My name is Sandhya Jain-Patel. I have two children, a six-year-old daughter who’s going be seven in February and a 10 year old son who just turned 10 in July. He’s in fifth grade and she’s in first grade. He is my heart and she is my fire.  

Beautiful, Sandhya! So, let’s get started talking a little bit about you. 

If you could kind of think back to when you were in elementary school, who were you, how did your teachers see you? How did you view doing new hard things?  

That’s really interesting. Most of my grade school career especially, I was the only person of color, certainly the only Indian woman or Indian girl in my classes. I distinctly remember there being maybe one or two other Black people and that was really it. 

I grew up first in South Carolina for up until third grade and then I was in New Jersey in Marlborough for the rest of my grade school career. I was always in predominantly white neighborhoods, and I think the perception of the model minority was very strong at that time because we’re talking late 70’s through the 80’s. The immigrant population, especially Indians, had just started coming in the 70’s. They had this reputation for working hard and trying to be white adjacent and jump into all the hoops that were set up by the existing structures. So, I think there was a perception or an affiliation towards the fact that I would do well. And then, of course, I had immigrant parents.

My father is an electrical engineer. I grew up doing the entire coming years worth of math and science in the summer is leading up to the school year. At the end of the school year, we had this McMillan book warehouse in South Carolina near us and we would go there at the end of every year and get all the textbooks for the following year. Then, my dad would spend the whole summer teaching me the math or English content. He, especially because English was not his first language, was very keen on me mastering it to an incredible degree. And then, the math obviously because he’s an engineer and you know, that was like, how could my daughter not be good at math? So, it was me and my sister, two girls. 

I never once had the perception from my father that I couldn’t do anything because I was a girl. I never grew up with this idea that boys were smarter and girls were stupid or any of that. I was actually puzzled by encountering that kind of gender preference in school. I never really understood why that was happening, but I was sort of like whatever..I’m smart enough it doesn’t matter. I was definitely a pleaser. I wanted to please my parents, I wanted to please my teachers. Part of that’s obviously ingrained with this model minority myth of succeeding in a different country. It’s also from culture. I did my best to make everybody happy. 
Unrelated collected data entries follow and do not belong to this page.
PR #598, opened 2025-10-12
Fix compilation errors in `jaspr_riverpod`

simolus3:
## Description

In version `3.0.2` of `package:riverpod`, the type of `Vsync` was changed from `void Function(void Function() task)` to `void Function(Task task)`.

That change broke `jaspr_riverpod`, since `_jasprVsync` does not conform to the changed function type. This applies a fix and raises the dependency on `riverpod` (because the fixed version would not work with riverpod `<3.0.2`).

## Type of Change

🛠️ Bug fix

## Ready Checklist

- [X] I added myself to the AUTHORS file (optional, if you want to).

### DIFF
--- a/packages/jaspr_riverpod/lib/src/core/provider_scope.dart
+++ b/packages/jaspr_riverpod/lib/src/core/provider_scope.dart
@@ -322,7 +322,15 @@ class _UncontrolledProviderScopeElement extends InheritedElement {
   }
 
   void _jasprVsync(Task task) {
-    assert(_task == null, 'Only one task can be scheduled at a time');
+    assert(
+      _task == null ||
+          // Checks for race conditions where a task has been completed in a different scope.
+          // If so, it then becomes possible for another task to be scheduled
+          // before this scoped had the opportunity to run its task.
+          // TODO find a way to test this.
+          _task!.completed,
+      'Only one task can be scheduled at a time',
+    );
     _task = task;
 
     Future.microtask(() async {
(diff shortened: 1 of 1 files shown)


packages/jaspr_riverpod/lib/src/core/provider_scope.dart
```diff
@@ -321,7 +321,7 @@ class _UncontrolledProviderScopeElement extends InheritedElement {
     setDependencies(dependent, getDependencies(dependent) ?? ProviderDependencies(dependent, this));
   }
 
-  void _jasprVsync(void Function() task) {
+  void _jasprVsync(Task task) {
     assert(_task == null, 'Only one task can be scheduled at a time');
```
schultek: flutter_riverpod changed this assert to:

```dart
assert(
      _task == null
          // Checks for race conditions where a task has been completed in a different scope.
          // If so, it then becomes possible for another task to be scheduled
          // before this scoped had the opportunity to run its task.
          // TODO find a way to test this.
          ||
          _task!.completed,
      'Only one task can be scheduled at a time',
    );
```

and we should do the same

packages/jaspr_riverpod/lib/src/core/provider_scope.dart
schultek, line 1: Also we should change the callsite of task (Line 337) to reflect the changes of flutter_riverpod:

```dart
final task = _task;
_task = null;
task?.call();
```

simolus3:
Thanks for completing this 👍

How did that impact you –  doing your best to make everybody happy? For example, if you encountered something that did feel tricky or hard in school?

It was very demoralizing to me because my father had gone through everything in the summer. So, when I hit it in school it wasn’t the first time I was doing it, so it was a little bit easier to learn it already. However, if I really wasn’t getting it I thought there was something wrong with me because this is the second time I’m learning it or you know, like why is this so hard?It shouldn’t be hard. So, on one hand, it didn’t prepare me for working through adverse or adversarial situations in school because everything was supposed to come easy. But on the other hand, when I did encounter it, it made me doubt my own abilities, my own intelligence. That being said, if I did have a problem with something, I knew I could go to my dad and ask him and he would look at the textbook and study what I was having a problem with, about half an hour later. So, he was actually really good with that. 

That’s great. So, how does that translate to you now in the world as an adult? Do you still feel if something is hard, it’s like “what’s wrong with me?” sort of question? How did you work through it, if not? 

It took a long time to get to the point where I am now. Early in my career, I would feel very ashamed for not knowing something and sort of like, what’s wrong with me? That feeling stuck. It took me a long time to understand that everybody feels that way, and that it’s an opportunity for collaboration and for growth. Admitting that you don’t know something is actually not a weakness, but actually a way to invite other people into the process and to learn from other people. 

Learning doesn’t have to be a solitary endeavour. I think at least when I was growing up, school was very much like that. I think now there’s an emphasis more on collaborative learning and on group learning, which is really great because it’s sort of goes along with the Diversity, Equity, and Inclusion (DEI) principles that I’ve been really leaned hard into, which is that the more diverse people are sitting at the table, and the more thoughts you have in a variety of different kinds of backgrounds, the more interesting and creative your solutions will be. The solution that you arrive at ultimately will be better for those different thought processes or those different thought inputs. So I know that now, but it took a long time to get there.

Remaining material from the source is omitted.